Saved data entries
PR #233, opened 2026-04-10
Fido reply includes Opus preamble — 'Here\'s the reply:' leaked into comment (closes #155)

### LINKED ISSUE #155: Fido reply includes Opus preamble — 'Here\'s the reply:' leaked into comment
Opus reply generation sometimes includes framing text like "Here's the reply:" before the actual comment body. The prompt says "Output only the comment text" but Opus adds preamble anyway.

**Observed**: PR #152 comment 4209416680 — "Here's the reply:\n\n---\n\nCreated! 🐕 ..."

**Fix**: Strip common preamble patterns (e.g. lines before "---" separator, "Here's the reply:", etc.) from generated replies before posting.

FidoCanCode:
Adds `Prompts.reply_system_prompt()` in `prompts.py` with explicit no-preamble instructions (forbidding phrases like "Here's the reply:", "Sure,", etc.) and passes it as the `system_prompt` argument to both `reply_to_comment` and `reply_to_issue_comment` in `events.py`. This prevents Opus from generating preambles at the source rather than trying to strip them after the fact.

Fixes #155.

---

## Work queue

- [x] Replace preamble stripping with improved system prompt instructions to prevent Opus preamble leakage 
- [x] [deduplicate repeated code patterns in events.py](https://github.com/rhencke/kennel/pull/233#discussion_r3061855600) 
</details>

### DIFF
--- a/kennel/events.py
+++ b/kennel/events.py
@@ -328,7 +328,12 @@ def reply_to_comment(
         info["pr"],
         info["comment_id"],
     )
-    body = _print_prompt(prompts.persona_wrap(instr), "claude-opus-4-6", timeout=30)
+    body = _print_prompt(
+        prompts.persona_wrap(instr),
+        "claude-opus-4-6",
+        system_prompt=prompts.reply_system_prompt(),
+        timeout=30,
+    )
 
     if not body:
         body = (
@@ -585,7 +590,12 @@ def reply_to_issue_comment(
     )
 
     log.info("generating %s reply for issue comment on PR #%s", category, number)
-    body = _print_prompt(prompts.persona_wrap(instr), "claude-opus-4-6", timeout=30)
+    body = _print_prompt(
+        prompts.persona_wrap(instr),
+        "claude-opus-4-6",
+        system_prompt=prompts.reply_system_prompt(),
+        timeout=30,
+    )
     if not body:
         body = "On it!" if category in ("ACT", "DO") else "Noted."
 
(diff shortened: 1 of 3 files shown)


rhencke:
Needs a better system prompt and not fragile string heuristics

FidoCanCode:
Woof, good call! You're right — stripping preambles after the fact is playing whack-a-mole. I'll tighten up the system prompt to tell Opus not to generate preambles in the first place, rather than trying to clean them up with string heuristics. Much more robust that way. 🐕

FidoCanCode:
*tail wag* Done! Added `Prompts.reply_system_prompt()` with explicit no-preamble instructions and wired it into both reply functions as a `system_prompt` argument. No more fragile string heuristics — much cleaner scent trail now. Arf!

kennel/events.py
rhencke, line 1: Look for non-DRY/copypaste in this file and fix it all in spec for this pr

rhencke (changes requested):

kennel/events.py
FidoCanCode: On it! 🐕 I'll sniff through events.py for repeated patterns and deduplicate them as part of this PR. Good eye spotting that — DRY code is happy code. *tail wag*

FidoCanCode: Arf! Extracted `_load_persona()` and `_open_defer_issue()` helpers, hoisted `repo_full` and `gh` to single calls in `reply_to_issue_comment`, and moved deferred imports to module level. 35 fewer lines, 100% coverage still holding. 🐾

rhencke (approved):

• **Work instruction**: From the first line through the last, repeat the entries exactly.

• **Solution for this exercise**:
PR #233, opened 2026-04-10
Fido reply includes Opus preamble — 'Here\'s the reply:' leaked into comment (closes #155)

### LINKED ISSUE #155: Fido reply includes Opus preamble — 'Here\'s the reply:' leaked into comment
Opus reply generation sometimes includes framing text like "Here's the reply:" before the actual comment body. The prompt says "Output only the comment text" but Opus adds preamble anyway.

**Observed**: PR #152 comment 4209416680 — "Here's the reply:\n\n---\n\nCreated! 🐕 ..."

**Fix**: Strip common preamble patterns (e.g. lines before "---" separator, "Here's the reply:", etc.) from generated replies before posting.

FidoCanCode:
Adds `Prompts.reply_system_prompt()` in `prompts.py` with explicit no-preamble instructions (forbidding phrases like "Here's the reply:", "Sure,", etc.) and passes it as the `system_prompt` argument to both `reply_to_comment` and `reply_to_issue_comment` in `events.py`. This prevents Opus from generating preambles at the source rather than trying to strip them after the fact.

Fixes #155.

---

## Work queue

- [x] Replace preamble stripping with improved system prompt instructions to prevent Opus preamble leakage 
- [x] [deduplicate repeated code patterns in events.py](https://github.com/rhencke/kennel/pull/233#discussion_r3061855600) 
</details>

### DIFF
--- a/kennel/events.py
+++ b/kennel/events.py
@@ -328,7 +328,12 @@ def reply_to_comment(
         info["pr"],
         info["comment_id"],
     )
-    body = _print_prompt(prompts.persona_wrap(instr), "claude-opus-4-6", timeout=30)
+    body = _print_prompt(
+        prompts.persona_wrap(instr),
+        "claude-opus-4-6",
+        system_prompt=prompts.reply_system_prompt(),
+        timeout=30,
+    )
 
     if not body:
         body = (
@@ -585,7 +590,12 @@ def reply_to_issue_comment(
     )
 
     log.info("generating %s reply for issue comment on PR #%s", category, number)
-    body = _print_prompt(prompts.persona_wrap(instr), "claude-opus-4-6", timeout=30)
+    body = _print_prompt(
+        prompts.persona_wrap(instr),
+        "claude-opus-4-6",
+        system_prompt=prompts.reply_system_prompt(),
+        timeout=30,
+    )
     if not body:
         body = "On it!" if category in ("ACT", "DO") else "Noted."
 
(diff shortened: 1 of 3 files shown)


rhencke:
Needs a better system prompt and not fragile string heuristics

FidoCanCode:
Woof, good call! You're right — stripping preambles after the fact is playing whack-a-mole. I'll tighten up the system prompt to tell Opus not to generate preambles in the first place, rather than trying to clean them up with string heuristics. Much more robust that way. 🐕

FidoCanCode:
*tail wag* Done! Added `Prompts.reply_system_prompt()` with explicit no-preamble instructions and wired it into both reply functions as a `system_prompt` argument. No more fragile string heuristics — much cleaner scent trail now. Arf!

kennel/events.py
rhencke, line 1: Look for non-DRY/copypaste in this file and fix it all in spec for this pr

rhencke (changes requested):

kennel/events.py
FidoCanCode: On it! 🐕 I'll sniff through events.py for repeated patterns and deduplicate them as part of this PR. Good eye spotting that — DRY code is happy code. *tail wag*

FidoCanCode: Arf! Extracted `_load_persona()` and `_open_defer_issue()` helpers, hoisted `repo_full` and `gh` to single calls in `reply_to_issue_comment`, and moved deferred imports to module level. 35 fewer lines, 100% coverage still holding. 🐾

rhencke (approved):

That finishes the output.